Return the data that follows exactly, with each line intact.

__Dataset entries__
----

PR #759, opened 2024-09-29
Added info for backport possibility for System.Threading.Lock

MarkCiliaVincenti:


meziantou:
Thanks for the contribution! However, I don't think I'll merge it:
- The rule only applies when `System.Threading.Lock` is available (.NET 9+ or already polyfilled)
- Other rules (IDExxxx, CAxxxx, MAxxxx) don't mentioned polyfills in similar cases. I prefer consistency.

----

__Response to this task__
PR #759, opened 2024-09-29
Added info for backport possibility for System.Threading.Lock

MarkCiliaVincenti:


meziantou:
Thanks for the contribution! However, I don't think I'll merge it:
- The rule only applies when `System.Threading.Lock` is available (.NET 9+ or already polyfilled)
- Other rules (IDExxxx, CAxxxx, MAxxxx) don't mentioned polyfills in similar cases. I prefer consistency.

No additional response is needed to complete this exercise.